Deep size (recursive)
import sys

def deep_getsizeof(obj, seen=None):
    if seen is None:
        seen = set()
    obj_id = id(obj)
    if obj_id in seen:
        return 0
    seen.add(obj_id)

    size = sys.getsizeof(obj)

    if isinstance(obj, dict):
        size += sum(deep_getsizeof(k, seen) + deep_getsizeof(v, seen)
                    for k, v in obj.items())
    elif isinstance(obj, (list, tuple, set)):
        size += sum(deep_getsizeof(i, seen) for i in obj)

    return size

data = [1, 2, [3, 4], {"a": 10, "b": [11, 12]}]
print("Deep size:", deep_getsizeof(data), "bytes")
Quick question 💬
Why can two lists with different numbers have similar getsizeof values?

6) Measuring time: per-statement timing, benchmarking, profiling

Timing is tricky because computers do background work and short statements run extremely fast. That’s why we prefer time.perf_counter() (high precision) and timeit (repeat + average).

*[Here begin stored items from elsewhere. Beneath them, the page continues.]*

PR #3014, opened 2026-07-08
Add a method in executor-based estimator to finalize the options based on the resilience level

### LINKED ISSUE #2978: Add resilience level to wrapper estimator
Legacy estimator has a resilience level which allows the user to select pre-defined sets of error mitigation options. We need to introduce a similar field to the estimator options, and when set, apply the appropriate options. This should be done with care, as without the `Unset` option, you can't differentiate defaults from user set values.

**Acceptance criteria**
Users can set resilience level in the wrapper estimator, and get a similar behavior to that of the legacy estimator. Discrepancies are documented.

Depends on ~~#2919, #2979,~~ #2980

SamFerracin:
### Summary
<Coming when taking out of WIP>

### Details and comments

Fixes #2978, #2981

### AI/LLM disclosure


qiskit_ibm_runtime/executor_estimator/estimator.py
```diff
@@ -140,13 +140,79 @@ def find_unique_layers(self, pubs: Iterable[EstimatorPubLike]) -> list[CircuitIn
...
+        user_options_dict = asdict(self.options)  # type: ignore[call-overload]
+        if self.options.twirling.enable_gates is None:
+            user_options_dict["twirling"].pop("enable_gates")
+        if self.options.twirling.enable_measure is None:
+            user_options_dict["twirling"].pop("enable_measure")
+        if self.options.resilience.measure_mitigation is None:
+            user_options_dict["resilience"].pop("measure_mitigation")
+        if self.options.resilience.zne_mitigation is None:
+            user_options_dict["resilience"].pop("zne_mitigation")
+        options_dict.update(user_options_dict)
```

6.1 High-precision timing with perf_counter

Block timing with perf_counter
import time

start = time.perf_counter()
x = sum(range(1_000_000))
end = time.perf_counter()

print("Time:", end - start, "seconds")

6.2 Line-by-line timing (great for teaching)

Per-step timings
import time

t0 = time.perf_counter()
a = [i*i for i in range(200_000)]
t1 = time.perf_counter()

b = sum(a)
t2 = time.perf_counter()

c = max(a)
t3 = time.perf_counter()

print("build list:", t1 - t0)
print("sum:", t2 - t1)
print("max:", t3 - t2)

6.3 Benchmarking with timeit (most reliable)

timeit benchmark
import timeit

t = timeit.timeit("sum(range(1000))", number=10000)
print("Total time:", t)

6.4 Profiling with cProfile (for bigger programs)

cProfile
import cProfile
cProfile.run("sum(range(1_000_000))")

🎯 Interview-Ready Summary

Topic Best one-liner
id() Identity of an object during its lifetime; not a variable address you can reverse-map.
del Removes a name/reference; object is freed only when no references remain.
gc Collects cyclic garbage; manual gc.collect() is rarely needed.
Size sys.getsizeof() is shallow; deep size requires traversal.
Timing Use perf_counter for timing and timeit for benchmarks.
Final check 💬
If you do del x, is memory guaranteed to drop immediately in Task Manager? Why/why not?

✅ Quick Cheatsheet

Identity / Equality

is vs == vs id()
a is b   # same object?
a == b   # same value?
id(a)    # object identity

Freeing references

Drop references
del x
x = None

Garbage collection

gc.collect()
import gc
gc.collect()

Object size

Shallow size
import sys
sys.getsizeof(obj)

Timing

perf_counter
import time
t0 = time.perf_counter()
# code...
t1 = time.perf_counter()
print(t1 - t0)

Benchmarking

timeit
import timeit
timeit.timeit("sum(range(1000))", number=10000)

🧠 Mini-Assignments

  • Write a function that prints shallow size and deep size of any object.
  • Create a cyclic list and observe behavior with and without gc.collect().
  • Compare timing of for loop vs list-comprehension for the same task.
  • Explain why del x does not always reduce OS memory immediately.